Often, discussions of PoE's story remark on the themes of liberation and how surprisingly progressive it is, especially for a game with a hardcore gamer chud audience. The cast of exiles includes an indigenous slave who is exiled for killing his masters, a lesbian hunter exiled for shooting a noble who told her to stop hunting in his property, and a himbo duelist who also murders a noble in a duel for insulting him. However, the campaign's arc is much more reactionary than revolutionary or liberatory, and the game ultimately reinforces a Nietzschean 'ubermensch' archetype with the latter half of the narrative. Furthermore, I argue that the power fantasies of the ARPG genre are predisposed to bend in this direction.

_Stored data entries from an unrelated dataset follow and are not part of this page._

PR #856, opened 2023-01-04
Update frf.py to accomodate updated UVBeam power beam shapes.

aewallwi:
UVBeam seems to now require dummy index for e-field beam in power beams. Here, we update some frf code to accomodate this.


aewallwi:
This is actually breaking a fix to address pyuvdata interface updates.

PR #860, opened 2023-01-12
perf: faster partial-writing by not deepcopying

steven-murray:
Makes the `partial_write` method a bit faster by not deepcopying the whole datacontainer object, but instead just converting the data/flags/nsamples to arrays before writing out. 

These deepcopy's are taking ~50% of the time for a delay filter that is done in chunks of baselines, so it is quite significant.


steven-murray:
@jsdillon there's a "chunking" step before the delay filter that puts 8 2-integration files together. It's not clear to me whether this is a good or bad idea, but I inherited it from the H4C workflow. Maybe @aewallwi can comment. With this much data, reading all baselines does not fit in the 32GB mem I allocate.

jsdillon:
Sounds like an order of operations that could be better optimized...

hera_cal/io.py
```diff
@@ -883,6 +883,30 @@ def update(self, data=None, flags=None, nsamples=None, tSlice=None, fSlice=None)
...
+        if nsamples is not None:
+            self.datacontainer_to_data_array(nsamples, self.nsample_array, tSlice=tSlice, fSlice=fSlice)
+        
+    def datacontainer_to_data_array(
+        self, dc: DataContainer, data_array = None, tSlice=None, fSlice=None
+    ) -> np.ndarray:
+        '''Convert a datacontainer to an array with uvdata format.
+
+        Note that if ``data_array`` is not provided, and tSlice or fSlice are, then
+        the elements outside the slices will be returned as zeros.
```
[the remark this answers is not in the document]
steven-murray: Good catch, fixed that up.

steven-murray:
@jsdillon this is now passing tests except for a weird linsolve issue that I'm sure doesn't come from my changes...?

hera_cal/datacontainer.py
```diff
@@ -67,6 +67,16 @@ def __init__(self, data):
                     setattr(self, attr, getattr(data, attr))
                 else:
                     setattr(self, attr, None)
+            
+            # Define the dtype of the data itself. next(iter()) gets the first element
+            # of keys() without creating a whole list.
+            if self.keys():
+                try:
+                    self.dtype = self._data[next(iter(self.keys()))].dtype
```
jsdillon, line 75: I think this probably fine most of the time, though I wonder whether it makes more sense to to make `.dtype` an `@property`? As it stands, one can init an empty datacontainer with `{}`, and then end up with `self.dtype` as `None`.

jsdillon (changes requested):

hera_cal/datacontainer.py
steven-murray: Ah yeah, I see your point... you could then do a `read` or whatever and the `dtype` wouldn't be updated. I'll make the change.

hera_cal/io.py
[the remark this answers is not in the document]
jsdillon: I don't think you actually addressed this... though perhaps this raises the question of why `data_array` is an optional parameter and not a required one. If it's required, that solves this issue. And if it's required, perhaps you want to call this function something like `set_data_array_with_datacontainer()`

hera_cal/io.py
```diff
@@ -900,18 +924,19 @@ def _set_subslice(data_array, bl, this_waterfall):
...
-            for bl in data.keys():
-                _set_subslice(self.data_array, bl, data[bl])
-        if flags is not None:
-            for bl in flags.keys():
-                _set_subslice(self.flag_array, bl, flags[bl])
-        if nsamples is not None:
-            for bl in nsamples.keys():
-                _set_subslice(self.nsample_array, bl, nsamples[bl])
+        if data_array is None:
+            data_array = np.zeros_like(self.data_array)
```
jsdillon: Missing coverage

jsdillon (changes requested):
I don't think my issue about default values was addressed, though I think the whole issue can be avoided by requiring a data_array in datacontainer_to_data_array

jsdillon (approved):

Nietzsche is all over PoE. The historical empires of Wraeclast were all condemned by their search for immortality: the Primevals, the Vaal, and the Eternals, all doomed to fall because they wanted to last forever. The Templars are no exception. The exile's role in the Templars' fall is then to become the cataclysm, the punishment for their hubris. The repetition of the same history, eternal recurrence, and the failure of humans to surpass their vices is Nietzsche. These empires each became Nietzsche's 'last man,' haunted by greed and decadence.

Therefore, the liberatory arc of the exile who overcomes historical oppression, kills their master, and becomes free must be understood through the lens of will to power, in contradiction to a Marxist conception of class power. This is the story of an exceptional individual's triumph of will: the Marauder begins as a slave throwing off his shackles, but when does he liberate the rest of the Karui? By killing Kitava, overcoming the basebess, a moral victory, the Marauder is not liberating his people: he only liberates himself.

This general attitude is actually apparent all throughout the second part of the campaign. God is literally dead and we have killed him, now the conflict is against vices represented in the form of other gods.

Then we can generalize this criticism to the ARPG as a whole. The player slays masses of mindless enemies that do not put up a fight; they're morally inferior, aesthetically inferior, basically bugs. As much as Mao tells us that reactionaries are paper tigers, to depict some kind of revolutionary or liberatory struggle as Gigachads slaying the cringe bugs is ahistorical. That's just not how it works. The power fantasy, as an archetype, limits our understanding of class struggle and the mass movement.